TASK INSTRUCTIONS: Among the lines below, count those with "home". Give the total alone.

Records from a dataset

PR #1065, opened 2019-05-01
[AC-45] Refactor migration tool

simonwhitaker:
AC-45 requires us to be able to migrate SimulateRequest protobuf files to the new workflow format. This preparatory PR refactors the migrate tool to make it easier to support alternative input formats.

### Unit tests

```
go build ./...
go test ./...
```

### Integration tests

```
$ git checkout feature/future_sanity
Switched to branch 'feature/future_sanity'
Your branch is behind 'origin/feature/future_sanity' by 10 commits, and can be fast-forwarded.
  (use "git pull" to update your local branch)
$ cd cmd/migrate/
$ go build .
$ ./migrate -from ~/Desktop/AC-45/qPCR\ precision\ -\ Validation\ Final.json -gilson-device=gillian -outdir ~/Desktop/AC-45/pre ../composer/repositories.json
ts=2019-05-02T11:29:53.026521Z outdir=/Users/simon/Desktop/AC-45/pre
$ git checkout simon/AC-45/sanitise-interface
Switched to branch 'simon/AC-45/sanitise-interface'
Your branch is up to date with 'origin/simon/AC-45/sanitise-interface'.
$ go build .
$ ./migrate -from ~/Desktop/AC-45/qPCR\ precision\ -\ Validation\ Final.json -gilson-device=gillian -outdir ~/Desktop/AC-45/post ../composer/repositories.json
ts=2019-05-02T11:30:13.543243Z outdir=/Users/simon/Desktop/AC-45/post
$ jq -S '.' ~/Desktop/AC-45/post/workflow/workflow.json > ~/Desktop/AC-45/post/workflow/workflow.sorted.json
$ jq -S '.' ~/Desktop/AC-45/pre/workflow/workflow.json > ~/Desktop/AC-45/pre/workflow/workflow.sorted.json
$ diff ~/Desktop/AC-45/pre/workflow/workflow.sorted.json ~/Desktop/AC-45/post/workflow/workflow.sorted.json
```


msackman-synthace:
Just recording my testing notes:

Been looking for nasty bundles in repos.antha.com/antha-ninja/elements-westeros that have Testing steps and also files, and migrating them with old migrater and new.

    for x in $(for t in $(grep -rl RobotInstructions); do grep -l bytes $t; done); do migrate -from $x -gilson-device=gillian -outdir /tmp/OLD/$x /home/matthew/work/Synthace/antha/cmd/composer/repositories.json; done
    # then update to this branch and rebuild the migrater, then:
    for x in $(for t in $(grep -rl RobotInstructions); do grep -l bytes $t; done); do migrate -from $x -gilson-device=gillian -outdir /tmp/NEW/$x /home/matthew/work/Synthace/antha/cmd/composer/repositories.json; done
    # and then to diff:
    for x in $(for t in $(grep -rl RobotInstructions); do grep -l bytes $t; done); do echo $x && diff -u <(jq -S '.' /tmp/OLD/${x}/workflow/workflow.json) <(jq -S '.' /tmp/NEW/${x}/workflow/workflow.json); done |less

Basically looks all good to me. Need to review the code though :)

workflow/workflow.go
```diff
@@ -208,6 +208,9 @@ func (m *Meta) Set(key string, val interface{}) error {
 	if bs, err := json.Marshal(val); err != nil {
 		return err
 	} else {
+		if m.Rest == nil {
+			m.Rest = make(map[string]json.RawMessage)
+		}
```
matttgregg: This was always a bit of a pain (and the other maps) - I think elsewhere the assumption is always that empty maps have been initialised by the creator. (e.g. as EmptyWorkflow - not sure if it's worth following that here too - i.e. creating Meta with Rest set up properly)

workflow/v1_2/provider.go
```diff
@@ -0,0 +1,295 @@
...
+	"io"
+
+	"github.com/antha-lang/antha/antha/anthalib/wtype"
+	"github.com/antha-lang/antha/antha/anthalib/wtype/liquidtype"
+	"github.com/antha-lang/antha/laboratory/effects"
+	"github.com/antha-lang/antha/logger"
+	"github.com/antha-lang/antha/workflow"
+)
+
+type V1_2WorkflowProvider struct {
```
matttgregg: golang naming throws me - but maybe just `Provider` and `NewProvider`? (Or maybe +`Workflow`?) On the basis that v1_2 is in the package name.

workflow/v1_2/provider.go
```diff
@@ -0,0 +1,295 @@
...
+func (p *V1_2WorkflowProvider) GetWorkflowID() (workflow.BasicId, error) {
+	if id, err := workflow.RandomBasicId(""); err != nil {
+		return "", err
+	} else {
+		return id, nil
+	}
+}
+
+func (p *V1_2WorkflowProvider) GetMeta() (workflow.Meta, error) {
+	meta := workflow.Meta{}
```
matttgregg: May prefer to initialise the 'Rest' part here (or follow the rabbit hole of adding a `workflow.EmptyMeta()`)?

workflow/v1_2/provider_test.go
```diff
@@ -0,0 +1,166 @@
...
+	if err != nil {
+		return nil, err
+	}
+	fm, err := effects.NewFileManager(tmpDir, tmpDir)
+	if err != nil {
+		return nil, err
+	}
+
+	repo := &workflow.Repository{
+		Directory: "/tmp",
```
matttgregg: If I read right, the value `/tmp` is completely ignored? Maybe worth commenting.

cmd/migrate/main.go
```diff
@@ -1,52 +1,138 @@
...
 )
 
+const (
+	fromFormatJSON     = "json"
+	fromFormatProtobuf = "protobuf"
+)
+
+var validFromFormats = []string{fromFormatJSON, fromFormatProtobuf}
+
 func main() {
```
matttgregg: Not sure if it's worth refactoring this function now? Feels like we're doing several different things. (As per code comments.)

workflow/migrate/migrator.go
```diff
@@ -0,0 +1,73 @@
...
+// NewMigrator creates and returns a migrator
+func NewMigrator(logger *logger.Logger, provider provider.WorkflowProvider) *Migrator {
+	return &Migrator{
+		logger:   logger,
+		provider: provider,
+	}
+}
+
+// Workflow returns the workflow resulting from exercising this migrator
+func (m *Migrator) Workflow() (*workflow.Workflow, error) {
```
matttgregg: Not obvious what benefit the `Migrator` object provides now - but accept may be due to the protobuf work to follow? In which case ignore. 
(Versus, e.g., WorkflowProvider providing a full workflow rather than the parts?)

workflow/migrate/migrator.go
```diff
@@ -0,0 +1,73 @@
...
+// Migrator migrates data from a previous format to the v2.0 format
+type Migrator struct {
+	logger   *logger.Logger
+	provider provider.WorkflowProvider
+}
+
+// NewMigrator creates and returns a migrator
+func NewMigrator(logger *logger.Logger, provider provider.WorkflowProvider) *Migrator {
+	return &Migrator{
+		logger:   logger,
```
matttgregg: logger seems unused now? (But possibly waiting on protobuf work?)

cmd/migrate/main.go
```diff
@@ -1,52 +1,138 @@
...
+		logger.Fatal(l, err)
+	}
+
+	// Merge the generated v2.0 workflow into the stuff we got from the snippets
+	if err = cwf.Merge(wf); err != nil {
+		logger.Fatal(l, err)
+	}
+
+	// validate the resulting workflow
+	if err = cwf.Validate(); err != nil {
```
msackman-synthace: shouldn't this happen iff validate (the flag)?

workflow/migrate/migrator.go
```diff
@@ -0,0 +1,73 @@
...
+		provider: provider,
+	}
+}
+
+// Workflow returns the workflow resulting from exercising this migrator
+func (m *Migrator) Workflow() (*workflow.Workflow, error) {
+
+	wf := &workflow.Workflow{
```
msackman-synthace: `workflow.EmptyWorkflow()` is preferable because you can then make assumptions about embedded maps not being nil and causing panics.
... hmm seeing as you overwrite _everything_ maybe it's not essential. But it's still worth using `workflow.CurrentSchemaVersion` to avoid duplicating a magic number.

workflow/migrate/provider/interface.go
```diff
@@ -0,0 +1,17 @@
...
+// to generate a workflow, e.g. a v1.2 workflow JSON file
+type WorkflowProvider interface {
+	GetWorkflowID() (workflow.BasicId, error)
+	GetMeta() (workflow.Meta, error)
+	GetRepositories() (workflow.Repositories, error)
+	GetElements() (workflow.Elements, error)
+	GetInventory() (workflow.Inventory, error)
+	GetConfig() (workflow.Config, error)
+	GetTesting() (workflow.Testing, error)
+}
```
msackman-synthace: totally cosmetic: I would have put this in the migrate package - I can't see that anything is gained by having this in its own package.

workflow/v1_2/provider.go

EXERCISE ANSWER: 2